We also can glean some insights from these patients who crossed over to receive liso-cel as a third-line treatment on this trial. Among these two-thirds of patients assigned to standard of care who crossed over to receive liso-cel, the median time from approval to crossover to receipt of liso-cel was quick at 15 days. However, what we saw is that the complete response rate, progression-free, and overall survival for these patients was actually inferior to patients who receive liso-cel on the liso-cel arm as second-line treatment in this trial.
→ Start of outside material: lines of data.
PR #4250, opened 2021-01-12
changed password check and failed lockout to only update the database…

john-hill:
… when required.  also changed the lock increment to occur in the database so a transaction and select for update lock are not needed


lib/jdomodels/src/main/java/org/sagebionetworks/repo/model/dbo/auth/LoginLockoutStatusDaoImpl.java
```diff
@@ -0,0 +1,76 @@
...
+import org.sagebionetworks.util.ValidateArgument;
+import org.springframework.beans.factory.annotation.Autowired;
+import org.springframework.dao.EmptyResultDataAccessException;
+import org.springframework.jdbc.core.JdbcTemplate;
+import org.springframework.stereotype.Repository;
+
+@Repository
+public class LoginLockoutStatusDaoImpl implements LoginLockoutStatusDao {
+
+	public static final String CURRENT_TIME_AS_UNSIGNED = "CAST(UNIX_TIMESTAMP(CURRENT_TIMESTAMP(3)) * 1000 AS SIGNED)";
```
marcomarasca: Please add a comment on why we need the current_timestamp(3) (e.g. we need milliseconds precision) and why we need to cast the result of the unix_timestamp (e.g. it returns a decimal that cannot be used afterwards with the timestamps we are using that are integer).

marcomarasca: Please renamed, _UNSIGNED -> SIGNED

lib/jdomodels/src/main/java/org/sagebionetworks/repo/model/dbo/auth/LoginLockoutStatusDaoImpl.java
```diff
@@ -0,0 +1,76 @@
...
+		}
+	}
+
+	@NewWriteTransaction
+	@Override
+	public void incrementLockoutInfoWithNewTransaction(Long userId) {
+		ValidateArgument.required(userId, "userId");
+		String sql = "INSERT INTO " + TABLE_UNSUCCESSFUL_LOGIN_LOCKOUT + "(" + COL_UNSUCCESSFUL_LOGIN_KEY + ","
+				+ COL_UNSUCCESSFUL_LOGIN_COUNT + "," + COL_UNSUCCESSFUL_LOGIN_LOCKOUT_EXPIRATION_TIMESTAMP_MILLIS
+				+ ") VALUES (?, 1, " + CURRENT_TIME_AS_UNSIGNED + "+(1 << 1)) ON DUPLICATE KEY UPDATE "
```
marcomarasca: I would probably set the default lockout the first time around to a fixed amount: e.g. 2ms rather than (1 << 1)

lib/jdomodels/src/main/java/org/sagebionetworks/repo/model/dbo/auth/LoginLockoutStatusDaoImpl.java
```diff
@@ -0,0 +1,76 @@
...
+				+ COL_UNSUCCESSFUL_LOGIN_COUNT + " = " + COL_UNSUCCESSFUL_LOGIN_COUNT + "+1, "
+				+ COL_UNSUCCESSFUL_LOGIN_LOCKOUT_EXPIRATION_TIMESTAMP_MILLIS + " = " + CURRENT_TIME_AS_UNSIGNED
+				+ "+(1 << " + COL_UNSUCCESSFUL_LOGIN_COUNT + ")";
```
marcomarasca: Please add a comment about the exponential doubling of the the lockout time

marcomarasca: We should probably add a bound to the expression, e.g. (1 << MIN(COL_UNSUCCESSFUL_LOGIN_COUNT, 54)). 54 is around 200 days.

lib/jdomodels/src/test/java/org/sagebionetworks/repo/model/dbo/auth/LoginLockoutStatusDaoImplTest.java
```diff
@@ -0,0 +1,181 @@
...
+	}
+	
+	@Test
+	public void testResetLockoutInfoWithNewTransactionWithNoData() {
+		// call under test
+		loginLockoutStatusDao.resetLockoutInfoWithNewTransaction(userOneId);
+		LockoutInfo info = loginLockoutStatusDao.getLockoutInfo(userOneId);
+		assertNotNull(info);
+		assertEquals(0L, info.getNumberOfFailedLoginAttempts());
+		assertTrue(info.getRemainingMillisecondsToNextLoginAttempt() < 0L);
```
marcomarasca: We should probably protect ourselves from potential really fast tests "< 0L" -> "<= 0L"

lib/jdomodels/src/test/java/org/sagebionetworks/repo/model/dbo/auth/LoginLockoutStatusDaoImplTest.java
```diff
@@ -0,0 +1,181 @@
...
+		loginLockoutStatusDao.incrementLockoutInfoWithNewTransaction(userOneId);
+		LockoutInfo info = loginLockoutStatusDao.getLockoutInfo(userOneId);
+		assertNotNull(info);
+		assertEquals(1L, info.getNumberOfFailedLoginAttempts());
+		// call under test
+		loginLockoutStatusDao.resetLockoutInfoWithNewTransaction(userOneId);
+		info = loginLockoutStatusDao.getLockoutInfo(userOneId);
+		assertNotNull(info);
+		assertEquals(0L, info.getNumberOfFailedLoginAttempts());
+		assertTrue(info.getRemainingMillisecondsToNextLoginAttempt() < 0L);
```
marcomarasca: We should probably protect ourselves from potential really fast tests "< 0L" -> "<= 0L"

lib/models/src/main/java/org/sagebionetworks/repo/model/auth/LockoutInfo.java
```diff
@@ -0,0 +1,79 @@
...
+ * 
+ *
+ */
+public class LockoutInfo {
+
+	/**
+	 * The number of failed login attempts for this user since the last successful
+	 * login.
+	 */
+	private Long numberOfFailedLoginAttempts;;
```
marcomarasca: I know they are free, but probably not needed ;

services/repository-managers/src/main/java/org/sagebionetworks/repo/manager/UserCredentialValidatorImpl.java
```diff
@@ -76,33 +56,50 @@ public boolean checkPassword(final long userId, final String password) {
...
+			lockoutDao.resetLockoutInfoWithNewTransaction(userId);
 		}
 
+		if (!credentialsCorrect) {
+			/*
+			 * When the wrong credentials are provided the lockout information is
+			 * incremented.
+			 */
+			lockoutDao.incrementLockoutInfoWithNewTransaction(userId);
+		}
```
marcomarasca, line 95: Probably it's better (for readibility):

```
boolean inccorrectCrenditals = !checkPassword();

if (inccorrectCrenditals) {
	/*
		* When the wrong credentials are provided the lockout information is
		* incremented.
		*/
	lockoutDao.incrementLockoutInfoWithNewTransaction(userId);
} else if (lockoutInfo.getNumberOfFailedLoginAttempts() > 0) {
	/*
		* The user was previously locked out but has now correctly authenticated so a
		* one-time reset of the previous lockout information is needed.
		*/
	lockoutDao.resetLockoutInfoWithNewTransaction(userId);
}
```

services/repository-managers/src/test/java/org/sagebionetworks/repo/manager/UserCredentialValidatorImplTest.java
```diff
@@ -1,151 +1,195 @@
...
-import org.sagebionetworks.repo.manager.loginlockout.LoginLockoutStatus;
 import org.sagebionetworks.repo.manager.loginlockout.UnsuccessfulLoginLockoutException;
 import org.sagebionetworks.repo.model.auth.AuthenticationDAO;
+import org.sagebionetworks.repo.model.auth.LockoutInfo;
+import org.sagebionetworks.repo.model.auth.LoginLockoutStatusDao;
 import org.sagebionetworks.securitytools.PBKDF2Utils;
 
-@RunWith(MockitoJUnitRunner.class)
+@ExtendWith(MockitoExtension.class)
 public class UserCredentialValidatorImplTest {
```
marcomarasca: Can we call this UnitTest?

services/repository-managers/src/test/java/org/sagebionetworks/repo/manager/UserCredentialValidatorImplTest.java
```diff
@@ -1,151 +1,195 @@
...
 	}
 
 	@Test
-	public void checkPasswordWithThrottling_WrongPassword(){
-		when(mockAuthDAO.checkUserCredentials(userId, PBKDF2Utils.hashPassword(password, salt))).thenReturn(false);
-
-		//method under test
-		assertFalse(authenticationManagerUtil.checkPasswordWithThrottling(userId, password));
-
+	public void testCheckPasswordWithThrottlingWithNoLocksValidCredentials() {
```
marcomarasca: Seems to be the same as testCheckPasswordWithThrottlingWithNoLock?

marcomarasca (approved):

marcomarasca:
org.sagebionetworks.client.exceptions.SynapseServiceUnavailable: {"reason":"Service temporarily unavailable, please try again later."}
	at org.sagebionetworks.IT990AuthenticationController.testChangePasswordWithOldPassword(IT990AuthenticationController.java:138)

marcomarasca (changes requested):
As discussed, during the change password the user group is updated in an outer transaction. The FK in the login lockout creates a deadlock, so we can drop the FK to solve the issue.

marcomarasca (approved):

PR #4262, opened 2021-01-21
restored ddl for session token including a unique index on the token

john-hill:


lib/jdomodels/src/main/java/org/sagebionetworks/repo/model/dbo/persistence/DBOSessionToken.java
```diff
@@ -66,7 +96,7 @@ public MigrationType getMigratableTableType() {
 
 	@Override
 	public MigratableTableTranslation<DBOSessionToken, DBOSessionToken> getTranslator() {
-		return new BasicMigratableTableTranslation<DBOSessionToken>();	
+		return new BasicMigratableTableTranslation<DBOSessionToken>();
```
marcomarasca, line 99: This might break migration since we changed the validatedOn from a Date field to a Long. Potential solutions:
1. Introduce a DBOSessionTokenBackup object with the Date field and do the transformation here (Later on we will have to somehow get rid of that).
2. Keep the Date field here? But it might not work with the BasicDao on create/update
3. Use a DATETIME instead of long in the DB DDL itself and change everything to take this into account (e.g. all the queries? might not change anything).
4. Leave the Annotation Based DBO but add the unique index in the "constraints" property of the Table annotation

marcomarasca (changes requested):
See comment about migration.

What that suggests to me is that earlier treatment with liso-cel in the second-line, rather than the third-line setting as possible, is going to maximize the cure rate for our patients.
How were patients from the standard-of-care arm able to cross over to receive liso-cel?
Patients on the standard-of-care arm all underwent leukapheresis prior to the randomization. So before we even knew whether patients will be in the liso-cel arm or the standard-of-care arm, all patients [underwent leukapheresis]. What that meant was we had all patients' T cells and generated liso-cel product on all of them. What that meant is that, if a patient who was assigned to the standard-of-care either did not respond, progressed, or relapsed on the standard-of-care arm, we already had liso-cel available for that patient and so the crossover was effectively immediate.
Now, I should note that that isn't something that would happen in the real-world setting. In the real-world setting, if a patient received a second-line treatment, such as R-ICE [rituximab, ifosfamide, carboplatin, and etoposide phosphate] or R-DHAP [rituximab, dexamethasone, high-dose cytarabine, and cisplatinor] or R-GDP [rituximab, gemcitabine, cisplatin, and dexamethasone], and they failed to respond to that treatment, they would then have to undergo leukapheresis, the manufacturing period, and ultimately receive their CAR T-cell product in a much more delayed fashion than we were allowed to do on this study, which I think really helped us optimize the treatment for the patients assigned to the standard-of care arm.